Vejo Lisa saindo da casa também, com as mãos nos bolsos do moletom branco, sua cor favorita. Ela se aproxima de mim e sorri, com o rosto pálido e magro demais, contrastando com os cabelos loiros. Ela precisa de ajuda.
— Quer um cigarro?
— Quero, valeu — ela aceita e eu dou um para ela, que acende e dá uma longa tragada, encostando-se no carro, assim como eu. — Eu não sabia que ela iria aparecer, nem sabia que estava de volta a Toronto. Jurava que ainda estava na Austrália.
— Tudo bem.
Ficamos alguns segundos em silêncio, até que ouço um suspiro pesado e exausto vindo dela.
— Por que nos submetemos a isso, Jacob? Por que ainda andamos com pessoas que nos fazem tão mal? — ela questiona, com os grandes olhos verdes transbordando angústia.
— Porque estamos presos a elas, com grossas correntes e não sabemos como nos livrar disso.
— A última vez que realmente estive feliz foi com 6 anos, porque ainda não tinha conhecido Evangeline — ela desabafa e vejo as lágrimas rolando pelo seu rosto.

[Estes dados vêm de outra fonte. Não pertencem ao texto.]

PR #242, opened 2016-08-12
[ADD][9.0] website_version

nicolas-petit:
Added base code from Odoo S.A.

Updated python code to make it PEP-8 compliant.
Added authoring information on python files.
Added a README.rst following the models present on OCA modules.

Fixed a bug when making a new version.
New versions ended up not being linked with the new view, and the old
version was linked instead.
This also caused unwanted publishing of new versions made from master.


website_version/__openerp__.py
```diff
@@ -0,0 +1,48 @@
...
+        'views/website_version_views.xml',
+        'views/res_config.xml',
+        'data/data.xml',
+    ],
+    'demo': [
+        'data/demo.xml',
+    ],
+    'qweb': ['static/src/xml/*.xml'],
+    'application': False,
+}
```
carlosdauden: Blank line

website_version/controllers/__init__.py
```diff
@@ -0,0 +1,22 @@
...
+# but WITHOUT ANY WARRANTY; without even the implied warranty of
+# MERCHANTABILITY or FITNESS FOR A PARTICULAR PURPOSE. See the
+# GNU Lesser General Public License for more details.
+#
+# You should have received a copy of the GNU Lesser General Public License
+# along with this program. If not, see <http://www.gnu.org/licenses/>.
+#
+##############################################################################
+
+import main
```
carlosdauden: Blank line

website_version/__init__.py
```diff
@@ -0,0 +1,24 @@
...
+#
+# This program is distributed in the hope that it will be useful,
+# but WITHOUT ANY WARRANTY; without even the implied warranty of
+# MERCHANTABILITY or FITNESS FOR A PARTICULAR PURPOSE. See the
+# GNU Lesser General Public License for more details.
+#
+# You should have received a copy of the GNU Lesser General Public License
+# along with this program. If not, see <http://www.gnu.org/licenses/>.
+#
+##############################################################################
```
yajo: Please use reduced headers everywhere.

website_version/__openerp__.py
```diff
@@ -0,0 +1,48 @@
...
+{
+    'name': 'Website Versioning',
+    'category': 'Website',
+    'summary': 'Allow to save all the versions of your website and allow to perform AB testing.',
+    'version': '9.0.1.0.0',
+    'description': """
+OpenERP Website CMS
+===================
+
+        """,
```
yajo: You have a README, drop this please.

website_version/__openerp__.py
```diff
@@ -0,0 +1,48 @@
...
+    'depends': ['website', 'marketing', 'google_account', 'mail'],
+    'author': 'Odoo S.A., Nicolas Petit (Clouder)',
```
yajo: Add OCA

website_version/__openerp__.py
```diff
@@ -0,0 +1,48 @@
...
+# MERCHANTABILITY or FITNESS FOR A PARTICULAR PURPOSE. See the
+# GNU Lesser General Public License for more details.
+#
+# You should have received a copy of the GNU Lesser General Public License
+# along with this program. If not, see <http://www.gnu.org/licenses/>.
+#
+##############################################################################
+
+{
+    'name': 'Website Versioning',
```
yajo: Module name (website_version) is the same as in Enterprise version? If yes, then please rename it to avoid conflicts. Something like website_version_ce for example.

website_version/__openerp__.py
yajo: Add EOF chars everywhere please.

website_version/controllers/__init__.py
yajo: from .

website_version/data/data.xml
```diff
@@ -0,0 +1,21 @@
+<?xml version="1.0" encoding="utf-8"?>
+<openerp>
```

— Você precisa de ajuda, Lisa — reforço, abrindo os meus braços e lhe oferecendo um abraço.
Ela me abraça apertado e eu contenho as lágrimas, vê-la nesse estado me machuca tanto, porque eu me lembro dele, do Christian.
— Eu sei, Jacob, eu sei. Acontece que eu já estou corrompida. Coisas repugnantes eu acho normal e a minha mente já está ferrada. Eu só... não aguento mais — ela sussurra e eu a abraço mais apertado ainda. — É tão estranho, sabe? Em um instante me sinto poderosa e confiante, mas no outro...
— Vem, vou te levar para a minha casa e lá vamos marcar um terapeuta pra você, eu pago e te acompanho nas consultas — afasto-me dela e ela não diz nada, só entra no carro, com as lágrimas correndo.
Ligo o motor e acelero, feliz por ninguém além dela ter saído daquela casa. A imagem de Beatrice, Christian, minha mãe e até mesmo minha, me voltam à mente, e uma lágrima solitária cai. Todas as pessoas que eu não consegui salvar.
— Eu vou te salvar, Lisa. Prometo não falhar com você — juro, segurando em sua mão pequena.